I can tell you, it’s been a big one in marketing tech, with the largest capitalisation of a Martech vendor ever announced, Atlassian adding their perspective to tech regulation in Australia, a new book on Twilio’s success, and that Bernie meme, it’s been a year-in-a-week kinda week.
Ready for this? Here’s everything you’ve missed in marketing and tech this week 👇
🏡 My Work
Come work with me at The Lumery! There’s a number of strategy and marketing automation roles going. We’re growing like crazy and just got a fresh delivery of some new merch. It’s a good time to join the Australian team 🦘 Link
💸 Sitecore secures the largest capital raise in Martech history. In what’s been hailed as one of the largest capitalisations in Martech at $1.2 billion (yes billion), Sitecore is doubling down into the customer experience business in a big way. The company is known for their integrated content management solutions and ecommerce platform capabilities, and it looks like they are expanding in a number of different directions with the recently released Sitecore Experience Cloud. Sitecore has recently changed management, with a new CEO which has realigned their businesses priorities. A big part of this raise is Sitecore riding on the coattails of of the pandemic which has accelerated ecommerce adoption and the need for connected cloud solutions. The company is also quite old, it just celebrated its 20 year anniversary (which is like 200 Martech years) and found a decent market to carve out, servicing 33% of Fortune 100 businesses. Integrated CX cloud business has been on a sharp growth curve over the past 3 years, and this capital injection really just helps Sitecore regain ground lost to Salesforce and Adobe’s newer, brighter and shinier solutions. Where Sitecore goes with this massive capital injection is still to be seen. My working assumption is they will double down on customer success, instead of expanding feature sets. But we’ll see. Analysis. Press Release
Also covered this week: Atlassian's opinion on tech regulation and what makes Twilio a $60 billion dollar company. These are in the subscriber version of TMW. Sign up here to get a link to the full version.
📈Chart Of The Week
When do SaaS vendors figure out their pricing strategy? Sign up here to get a link to the full version and the chart. You won't be disappointed.
📰 Latest Developments
It’s Wikipedia’s 20th birthday!! They did a nice video of the non-profit’s founding and growth over the years. Despite all the noise about how trustworthy content on the platform is, it really is something special and a testament to our ability to create for the greater good - access to information for all.
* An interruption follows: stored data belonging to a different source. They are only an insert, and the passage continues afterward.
PR #8072, opened 2025-08-14
Upgrade Tailwind to v4.1

franknoirot:
Some chore work that will help me in some design token / design system work I'm exploring right now.
1. followed [the Tailwind upgrade guide](https://tailwindcss.com/docs/upgrade-guide) and used their upgrade tool
2. had to tweak some stuff and re-run the tool because it errored on a couple points
3. had to add `@reference`s to our `*.module.css` files per [this page](https://tailwindcss.com/docs/functions-and-directives#reference-directive). I wish I could use our `@src` alias here but it looked like I could only use relative syntax
4. I had to correct a couple places where the upgrade tool moved things into `@utility`s or `@layer utilities` where it was inappropriate. The biggest was the selectors around the `#codemirror-overrides` ID. I decided to just move these into their own file and `@import` them at the top of the `index.css` file while I was making the change.

The idea here is that nothing should break or look visually wrong after this migration. Please help me scour the app to find any other styles that appear broken before this merges.


franknoirot:
Found a couple gotchas with border-radii on the home page project cards, and in the status bar something fiddly is off with the help menu button. These point toward a couple spots where the migration might not have worked quite right; needs more of a comb-through before I mark as ready.

jacebrowning:
The styling is off on these dialogs in the Vercel preview:

Screenshot 2025-08-15 at 3 04 23 PM

max-mrgrsk:
dropdown menu buttons got borders, but the file button lost it:

Screenshot 2025-08-19 at 15 39 30

before:

Screenshot 2025-08-19 at 15 39 38

franknoirot:
Thank you for these @jacebrowning and @max-mrgrsk!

Link
Oracle releases a new low-code product. This is quite interesting, Oracle is experimenting with providing very low entry barrier products to help democratise more of the application development process. A good one for all of those citizen creators out there. Link
Spotify’s re-evaluation of personalisation. Spotify published this research paper on a podcast experiment they did on their recommendation algorithms. It found that personalised podcast recommendations reduced the diversity of podcasts users listened to. Link
Can you quantify user research? A really great argument against trying to quantify qualitative research like survey results, customer interviews and user testing. Stand out quote - "Faith in data grows in relation to your to your distance from the collection of it.” Link
🔢 Data & Insights
Forrester’s evaluation of personalisation and optimisation platforms. The Q4 2020 performance of tech platforms report is focused on onsite optimisation and personalisation had some interesting surprises. Forrester included 10 vendors in their report; AB Tasty, Adobe, Dynamic Yield, Kameleoon, Kibo Commerce, Optimizely, Oracle, Salesforce, SAS, and SiteSpect. Link
Surveying the people who actually implement the tech. Sidecar has released an interesting report on how people who work in digital ecommerce teams perform, their challenges, shifts in skill sets and unique challenges for technology teams. 51% said they don’t have any time. Link
Data-as-a-service. An argument for why data-as-a-service businesses are the next big opportunity for software companies. The idea is that there’s a viable market to sell data to data science teams as more companies have been able to build capability around understanding their own data and now have the software and skills to bring in huge amounts of third party data. Link
Dominos brings together marketing and digital teams. The company is a leader in the food industry when it comes to using data and now they are taking the next stride by removing the barrier between marketing and tech skill sets. Link
Machine learning on Excel. Apparently you don’t need to learn Pytorch or Tensorflow to master AI data models. This outline makes a great argument for the power of excel to build models. Link
✨ Weird and Wonderful
The complete list of Trump’s Twitter insults. Someone at the New York Times profiled thousands of tweets, quite the undertaking. Breathtaking really. Link
A management consultant’s advice on love and sex. I have no idea why The Economist would publish something like this. It’s a novel approach to running your relationship on a spreadsheet. Link
Branding the COVID-19 vaccine? Here’s an idea - let’s incentivise vaccinations by branding the band-aids that people get after getting a shot. It’s aptly called BRAND-AID. Link
Make sense of marketing technology.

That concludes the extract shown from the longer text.